It was announced on Monday that former Major League Baseball pitcher Roger Clemens was acquitted on all charges of perjury regarding his testimony to Congress. During his testimony, Clemens told Congress that he did not use performance-enhancing drugs. Clemens was very quiet and emotional following the verdict saying,
“I’m very thankful. It’s been a hard five years.”
The verdict in the case came back after the jury deliberated for just 10 hours over a span of a couple of days. The trial lasted 10 weeks and was the second against Clemens after the first one was ruled a mistrial. During his 24-year career, Clemens won seven Cy Young Awards playing with the Boston Red Sox, New York Yankees, Toronto Blue Jays and the Houston Astros. Late in the day on Monday, as the foreman of the jury read the acquittal for the final count, Clemens rubbed a tear from his eye and bit his lower lip.
Outside of the courthouse, Clemens said the following, “I put a lot of hard work into that career.”
Rusty Hardin, the chief lawyer for Clemens, said, “All of us had told Roger there wouldn’t be a verdict for two, three or four days, so he was actually working out with his sons almost at the Washington Monument when he got the call that there was a verdict.”
A statement was released by the U.S. Attorney’s Office that said, “The jury has spoken in this matter, and we thank them for their service. We respect the judicial process and the jury’s verdict.”
Clemens had been charged with two counts of perjury, three counts of making false statements and one count of obstructing Congress when he testified in February of 2008 at a deposition. The counts charged to Clemens came from his repeated denial that he used human growth hormone during his career, which included 354 victories.

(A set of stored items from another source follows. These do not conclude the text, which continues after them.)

PR #747, opened 2024-01-29
fix: timer type clock is not negative in presenter displays

### LINKED ISSUE #746: Time of Day is red
Time of Day is red when the duration is 0. I guess I’d expect the clock should always be white, no matter what, when showing the current time of day.

thanks

cpvalente:
This PR makes it so that presenter displays do not show the current timer as negative when the timer is set to be a clock

Fixes #746


alex-Arc (approved):
Tested 👍🏽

In front of Congress in 2008, Clemens said, “no matter what we discuss here today, I’m never going to have my name restored.” All of this will be decided this fall, when the Hall of Fame ballot will include Clemens’ name for the first time. Clemens ranks third all-time with 4,672 strikeouts. The case presented by the government centered around Clemens’ longtime strength coach, Brian McNamee, who testified that he injected Clemens with steroids in 1998, 2000 and 2001 and injected him with HGH in 2000.
After Clemens testified in front of Congress, the House Oversight and Government Reform Committee chairman Henry Waxman (Democrat from California), referred Clemens for further investigation.
“The committee referred Mr. Clemens to the Justice Department because we had significant doubts about the truthfulness of his testimony in 2008,” Waxman said. “The decision whether Mr. Clemens committed perjury is a decision the jury had to make and I respect its decision.”
Ranking committee member Tom Davis, a Republican from Virgina, said, ” I think he’s gone through enough. We did the appropriate thing in referring it over to Justice. But hopefully this will put it behind him. He’s a good citizen.”